◆ Raw data
--------

PR #120, opened 2015-09-09
fixes native types being form-encoded which causes them to lose type info

dmiddlecamp:
uses a bearer token and a JSON request so we don't form-encode /  'stringify' native types in the request body.  Fixes https://community.particle.io/t/webhook-adding-double-quotes-to-boolean-value/15199/2

### DIFF
--- a/commands/WebhookCommands.js
+++ b/commands/WebhookCommands.js
@@ -162,7 +162,6 @@ WebhookCommand.prototype = extend(BaseCommand.prototype, {
 		data.event = eventName;
 		data.url = url;
 		data.deviceid = deviceID;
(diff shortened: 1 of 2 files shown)


commands/WebhookCommands.js
```diff
@@ -162,7 +162,7 @@ WebhookCommand.prototype = extend(BaseCommand.prototype, {
 		data.event = eventName;
 		data.url = url;
 		data.deviceid = deviceID;
-		data.access_token = api._access_token;
+		//data.access_token = api._access_token;
```
brycekahle: Can you just delete this line?

dmiddlecamp:
thx

PR #133, opened 2015-09-16
Added --public flag for publish

kennethlimcp:
- defaults to private for publishing
- Fixes: https://github.com/spark/particle-cli/issues/132
- This should not be merged in until i write up some docs and confirm the syntax with @nexxy

### DIFF
--- a/commands/PublishCommand.js
+++ b/commands/PublishCommand.js
@@ -24,7 +24,7 @@ You should have received a copy of the GNU Lesser General Public
 License along with this program; if not, see <http://www.gnu.org/licenses/>.
  ******************************************************************************
  */
- 
+
 var when = require('when');
 var sequence = require('when/sequence');
 
@@ -55,7 +55,8 @@ PublishCommand.prototype = extend(BaseCommand.prototype, {
 	},
 
 
-	publishEvent: function (eventName, data) {
+	publishEvent: function (eventName, data, setPrivate) {
+
 		var api = new ApiClient(settings.apiUrl, settings.access_token);
 		if (!api.ready()) {
 			return -1;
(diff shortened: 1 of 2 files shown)


kennethlimcp:
```

KENMBP:particle-cli kennethlimcp$ node app.js publish my-event
Published private event: my-event

KENMBP:particle-cli kennethlimcp$ node app.js publish my-event --public
Published public event: my-event

KENMBP:particle-cli kennethlimcp$ node app.js publish my-event someData --public 
Published public event: my-event

KENMBP:particle-cli kennethlimcp$ node app.js publish my-event someData
Published private event: my-event

KENMBP:particle-cli kennethlimcp$ 
```

m-mcgowan:
I'd prefer for events to be public by default (like the firmware API) and add a `--private` flag. (Keep `--public` in case people want to be explicit about it to make scripts easier to read.)

kennethlimcp:
@m-mcgowan, i changed it to the `--private` flag that sets it to private and defaults to `private: true` but skipped keeping the `--public` flag everything without `--private` flag will be just set to public. 

Thoughts?

m-mcgowan:
Sounds good, but for me I'm a fan of having an explicit option for every default option. But that's just a matter of taste, so you're free to leave it.

commands/PublishCommand.js
```diff
@@ -66,7 +67,17 @@ PublishCommand.prototype = extend(BaseCommand.prototype, {
 			return -1;
 		}
 
-		api.publishEvent(eventName, data);
+		if(data == "--private" && setPrivate === undefined){
+			setPrivate = true;
+			data = "";
```
brycekahle: This should be `data = undefined;` to maintain backwards compatibility.

brycekahle:
@kennethlimcp Thanks for the PR! Please fix the one issue and then I will merge.

PR #141, opened 2015-09-28
Add ability to compile Electron firmware

suda:


commands/CloudCommands.js
```diff
@@ -210,7 +210,8 @@ CloudCommand.prototype = extend(BaseCommand.prototype, {
 					choices: [
 						'Photon',
 						'Core',
-						'P1'
+						'P1',
+						'Electron'
```
brycekahle: Unless we have some "known apps" for the Electron added, there is no point to add it here.

suda: We'll gonna add them anyway so one thing less to remember then. Missing binary is gonna get caught in `prompt` callback so this doesn't cause code to crash.

PR #485, opened 2019-05-06
Mesh command fixes

sergeuz:
This PR introduces the following changes:

- When adding an unclaimed device to a network, make sure the device is removed from its current network first (see [ch30101](https://app.clubhouse.io/particle/story/30101/half-initialized-mesh-networks-make-mesh-device-unable-to-be-provisioned) for the details).
- Filter out duplicate entries from the list of discovered networks (see [this](https://s.slack.com/archives/CG6D5KB43/p1555091439015800?thread_ts=1554999936.004900&cid=CG6D5KB43) discussion and the related [fixes](https://github.com/particle-iot/device-os/pull/1760) in the Device OS).
- Remove the workaround for the API service issue that was fixed in https://github.com/particle-iot/api-service/pull/601.


sergeuz:
[ch31180]

PR #493, opened 2019-06-11
adds support for radio stack modules

avtolstoy:
### Description

This PR:
1. adds support for 'radio stack' modules
2. adds support for `DROP_MODULE_INFO` module flag introduced in https://github.com/particle-iot/device-os/pull/1816 when flashing over DFU
3. prints secondary module dependency information in `binary inspect`

### Testing

Follow the guide in https://github.com/particle-iot/device-os/pull/1816, or use the following pre-built [Argon binaries](https://github.com/particle-iot/particle-cli/files/3276558/argon-binaries.zip) and flash `system-part1` and `bootloader` to the device.

1. `particle binary inspect argon-softdevice-6.1.1.bin` should work correctly:
```console
 CRC is ok (78715fba)
 Compiled for argon
 This is a radio stack module number 0 at version 182
 It depends on a system module number 1 at version 1300
 It also depends on a bootloader number 0 at version 311
```
2. `particle serial inspect` should work correcty and should report a radio stack module with version 169 (SoftDevice 6.0.0)
```console
Platform: 12 - Argon
Modules
  Bootloader module #0 - version 311, main location, 49152 bytes max size
    Integrity: PASS
    Address Range: PASS
    Platform: PASS
    Dependencies: PASS
  System module #1 - version 1300, main location, 671744 bytes max size
    Integrity: PASS
    Address Range: PASS
    Platform: PASS
    Dependencies: PASS
      Bootloader module #0 - version 311
  User module #1 - version 6, main location, 131072 bytes max size
    UUID: A7979068CD4812DA30511222456D3E613D8F5AA38DB4D780000565E85F2ECF97
    Integrity: PASS
    Address Range: PASS
    Platform: PASS
    Dependencies: PASS
      System module #1 - version 1300
  NCP module #0 - version 5, main location, 1536000 bytes max size
    Integrity: PASS
    Address Range: PASS
    Platform: PASS
    Dependencies: PASS
  Radio stack module #0 - version 169, main location, 196608 bytes max size
    Integrity: PASS
    Address Range: PASS
    Platform: PASS
    Dependencies: PASS
```
3. `particle flash --usb argon-softdevice-6.1.1.bin` should update the SoftDevice to 6.1.1 and it should boot normally. Running `particle serial inspect` afterwards should report version 182 (SoftDevice 6.1.1) for radio stack module.

### References
- [CH31496]
- [DeviceOS PR](https://github.com/particle-iot/device-os/pull/1816)
- [binary-version-reader PR](particle-iot/binary-version-reader#24)

### DIFF
--- a/src/cmd/flash.js
+++ b/src/cmd/flash.js
@@ -2,12 +2,11 @@ const fs = require('fs');
 const VError = require('verror');
 const dfu = require('../lib/dfu');
 const ModuleParser = require('binary-version-reader').HalModuleParser;
+const ModuleInfo = require('binary-version-reader').ModuleInfo;
 const deviceSpecs = require('../lib/deviceSpecs');
 const ensureError = require('../lib/utilities').ensureError;
-
-const MONOLITHIC = 3;
-const SYSTEM_MODULE = 4;
-const APPLICATION_MODULE = 5;
+const temp = require('temp').track();
+const when = require('when');
 
 const systemModuleIndexToString = {
 	1: 'systemFirmwareOne',
@@ -97,16 +96,20 @@ class FlashCommand {
 				}
 
 				switch (info.prefixInfo.moduleFunction) {
-					case MONOLITHIC:
+					case ModuleInfo.Function.MONO_FIRMWARE:
 						// only override if modular capable
 						destSegment = specs.systemFirmwareOne ? 'systemFirmwareOne' : destSegment;
 						break;
-					case SYSTEM_MODULE:
+					case ModuleInfo.Function.SYSTEM_PART:
 						destSegment = systemModuleIndexToString[info.prefixInfo.moduleIndex];
 						destAddress = '0x0' + info.prefixInfo.moduleStartAddy;
 						break;
-					case APPLICATION_MODULE:
+					case ModuleInfo.Function.USER_PART:
 						// use existing destSegment for userFirmware/factoryReset
+						break;
+					case ModuleInfo.Function.RADIO_STACK:
+						destSegment = 'radioStack';
+						destAddress = '0x0' + info.prefixInfo.moduleStartAddy;
 						break;
 					default:
 						if (!force) {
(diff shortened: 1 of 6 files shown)


src/cmd/flash.js
```diff
@@ -97,25 +96,35 @@ class FlashCommand {
...
 				}
+
+				if (info.prefixInfo.moduleFlags & ModuleInfo.Flags.DROP_MODULE_INFO) {
+					return this._dropModuleInfo(binary);
+				}
+
+				return binary;
 			});
-		}).then(() => {
+		}).then((binary) => {
```
monkbroc: There is already a local variable `binary` so this one shadows the earlier one. Can you rename this one to `finalBinary`?

src/cmd/flash.js
```diff
@@ -135,6 +144,18 @@ class FlashCommand {
 			throw new VError(ensureError(err), 'Error writing firmware');
 		});
 	}
+
+	_dropModuleInfo(binary) {
+		// Creates a temporary binary with module info stripped out and returns the path to it
+
+		return when.promise((resolve, reject) => {
+			const rStream = fs.createReadStream(binary, { start: ModuleInfo.HEADER_SIZE });
```
monkbroc: Can you speak of the decision to stripping the module header in the CLI instead of doing it in Device OS? This is going to make it difficult to flash this file with raw dfu-util without using the CLI. I'm not opposed to the idea of doing this in the CLI, I'm just wondering what the tradeoff was.

avtolstoy: The DeviceOS handles that when the binary is flashed over serial or OTA, it's impossible to do over DFU, because all `dfu-util` does is writes a binary to a particular location and that's it and SoftDevice needs to be at a specific location without any kind of prefix (module header in our case).

avtolstoy: We could alternatively do something like putting the header at the end of the file before the footer, updating heuristics to find it (https://github.com/particle-iot/binary-version-reader/blob/master/lib/HalModuleParser.js#L202), and also updating the DeviceOS to support that, but it honestly felt like a hack.

monkbroc: Thanks for the explanation :shipit:

PR #496, opened 2019-06-28
Update ascender and Device OS for 1.1.1

technobly:
- Updates bootloader on Photon and P1 to Device OS v1.1.1's latest version (v301), even though (v201) is only required.
- Also updates all Device OS binaries to v1.1.1


technobly:
I tested this locally updating Photon/P1/Electron and A SoM.

PR #497, opened 2019-07-11
Update for Device OS for 1.2.1

technobly:
- Updated binaries for Device OS 1.2.1
- Removed Ascender mechanism for updating bootloaders and replaced with shiny new 🌟 feature implemented in [Device OS PR 1788](https://github.com/particle-iot/device-os/pull/1788) that allows us to flash the bootloader via DFU with special sequence.
- Tested on all 9 modular platforms


src/lib/deviceSpecs/specifications.js
```diff
@@ -479,6 +514,15 @@ const specs = {
 			address: '0x00030000',
 			alt: '0'
 		},
+		otaRegion: {
+			address: '0x80289000',
+			alt: '2'
+		},
+		otaFlag: {
```
m-mcgowan: This might seem like a nit-pick, but repeated data like this is possibly best factored out into an instance that is reused.

settings.js
```diff
@@ -86,38 +86,55 @@ var settings = {
...
-			systemFirmwareOne: 'argon-system-part1@1.1.1.bin'
+			systemFirmwareOne: 'argon-system-part1@1.2.1.bin',
+			otaRegion: 'argon-bootloader@1.2.1.bin',
+			otaFlag: 'ota-flag-a5.bin'
 		},
 		'2b04:d00d': {
-			systemFirmwareOne: 'boron-system-part1@1.1.1.bin'
+			systemFirmwareOne: 'boron-system-part1@1.2.1.bin',
+			otaRegion: 'boron-bootloader@1.2.1.bin',
+			otaFlag: 'ota-flag-a5.bin'
```
m-mcgowan: This was smart! And avoids lots of unnecessary file cleanup logic! 👏

PR #499, opened 2019-07-16
Fixes issue #498 where `particle update` fails on Photon/P1

### LINKED ISSUE #498: particle update (v1.43) is failing to complete dfu, new bootloader method presumed at fault
I posted an issue against device-os as it seems to be a combination of 1.2.1 new bootloader process and particle-cli 'particle update'

https://github.com/particle-iot/device-os/issues/1856

**Note the 'cannot read property 'code' of undefined.**

Marks-2017MBP:sdb-firmwareflash markterrill$ particle update

Your device is ready for a system update.
This process should take about 30 seconds. Here it goes!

--------

◆ Task
Every line of the material that includes the word "prefixInfo" needs to be copied.

◆ Response to the task
 				switch (info.prefixInfo.moduleFunction) {
 						destSegment = systemModuleIndexToString[info.prefixInfo.moduleIndex];
 						destAddress = '0x0' + info.prefixInfo.moduleStartAddy;
+						destAddress = '0x0' + info.prefixInfo.moduleStartAddy;
+				if (info.prefixInfo.moduleFlags & ModuleInfo.Flags.DROP_MODULE_INFO) {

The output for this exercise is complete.